Though her concern was exaggerated – violence motivated by hatred is extremely rare since the end of the civil war in Lebanon – times were tense, and people might have been rude or snooty towards us if they had found out that I was Syrian.
Your accent in the Arab world is like an identity card. Even the unfamiliar ear can place you in a region, be it the Gulf, the Levant, Egypt or North Africa. The familiar ear can even figure out if you’re an urban or rural Syrian, a Damascene or from Aleppo, a Kurd from northern Iraq or a Shiite from the south, an Algerian or a Moroccan, and whether you grew up locally or abroad.
Accents also often are the butt of political jokes, like the popular favourite for Lebanese and Syrians taking political jabs at each other.
It pokes fun of the words moo and ma, Syrian and Lebanese slang for “right”, as in: “You’re coming to dinner, moo?”
“‘Moo’? What are we? Cows?” goes the joke.
“Better than ‘ma’,” it continues. “‘Ma’ is for sheep.”
Given my propensity to say moo, I couldn’t lie to the hairdresser, so I confessed that I was Syrian.
“Emm,” he muttered, his face visibly annoyed. I briefly worried he might purposely ruin my hair, which would be a disaster given I was to attend a posh Syrio-Lebanese wedding later and needed it to be flawless.
“You’re Syrian from both parents?” he asked.
Here, I thought, could be my way out. I could lie and end the conversation amicably, guaranteeing a good haircut. Or I could keep playing cat and mouse and see where the game took us.
“Umm, no. My mother is American,” I lied.
“Aaah, OK,” he said, looking relieved, as if everything about me finally made sense to him.
The most striking thing when travelling from Syria to Lebanon is how politicised everything is in Lebanon. While Syrians are bashful about discussing domestic politics, the Lebanese think nothing of asking you where you stand on their domestic political spectrum the minute they meet you.
“Are you with or against?” is probably the most common question in Lebanon after “what’s your name?”
I was still at the hairdresser’s watching my transformation in the mirror when I was asked this question.

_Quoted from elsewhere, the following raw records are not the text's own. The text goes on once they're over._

PR #2766, opened 2018-05-22
refactor(vouchers): require transaction type

### LINKED ISSUE #2323: Make "Transaction Type" a required field
In order to facilitate reporting, I propose we make "transaction type" a required field.  Since we already have "generic income" , "generic expense" and "transfer", a user should be able to label any transaction with one of those.  However, if they wish to increase the resolution of their reporting, they will be able to create transaction types such as "Advances sur Salaires", "Rent Payments", etc, for common payment types.  These could then be used in reports such as cashflow.

This will introduce some useful guarantees on our reports - in particular, that every transaction can be grouped by it's transaction type.

jniles:
The behavior of both the transaction type inputs on the voucher modules have changed - we now require them explicitly.  This simplifies the code greatly and forces users to provide a designation for their transactions.

Closes #2323.

### DIFF
--- a/client/src/modules/vouchers/complex-voucher.html
+++ b/client/src/modules/vouchers/complex-voucher.html
@@ -99,20 +99,15 @@
               <div class="col-md-6">
 
                 <div class="form-group" ng-class="{ 'has-error' : ComplexVoucherForm.$submitted && ComplexVoucherForm.type_id.$invalid }">
-                  <label class="control-label">
-                    <span translate>FORM.LABELS.TRANSACTION_TYPE</span>
-                    <span uib-popover="{{ 'VOUCHERS.GLOBAL.TRANSACTION_TYPE_INFO' | translate }}"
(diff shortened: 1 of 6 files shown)


client/src/modules/vouchers/complex-voucher.html
```diff
@@ -99,20 +99,15 @@
...
+                  <label class="control-label" translate>
+                    FORM.LABELS.TRANSACTION_TYPE
                   </label>
 
                   <!-- Select a Transaction Type -->
                   <ui-select
                     name="type_id"
                     ng-model="ComplexVoucherCtrl.Voucher.details.type_id"
-                    ng-required="ComplexVoucherCtrl.Voucher.hasCashboxAccount"
+                    required="true"
```
mbayopanda, line 110: 👍

mbayopanda (approved):
LGTM 

bors r+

“Are you with or against the Americans?” the hairdresser said.
Before I could answer, a customer in her mid fifties walked in frazzled, her short blonde-dyed hair brittle and uncombed. According to my friend, this hairdresser is known to the stars and the wives of politicians.
“Je suis en retard,” she announced to the hairdresser, her head appearing in my mirror. She spoke the French typical of Sodeco, a predominantly Christian neighbourhood.
How their conversation moved from “I’m running late” to comparing political affiliation is beyond me. But after exchanging the usual “ça va” and “walaw”, the latter being colloquial for no worries, they vented politics at each other.
“I know you’re a supporter of Aoun,” she told the hairdresser. “But I’m not,” she announced, her head’s reflection still floating in my mirror.
“And that’s why you were late,” he said in French, laughing.
The conversation ended as quickly as it started, and the woman sat herself down in a chair for a shampoo.
Turning his attention back to me, he made a reference to one pro and one anti-Syrian Lebanese politician and asked:
“Are you with or against Aoun? Or do you prefer Geagea?”
I mumbled something about not caring a whole lot for internal politics in Lebanon.
“Ah, mais vous êtes Syrienne. Vous aimez Hariri,” he concluded, half testing if I understood French, another telltale political sign for some Lebanese.
Fortunately, he got distracted and forgot to wait for an answer. When he finished my hair, I paid in US dollars, then thanked him in French. I walked out into the street, and my hair looked fabulous.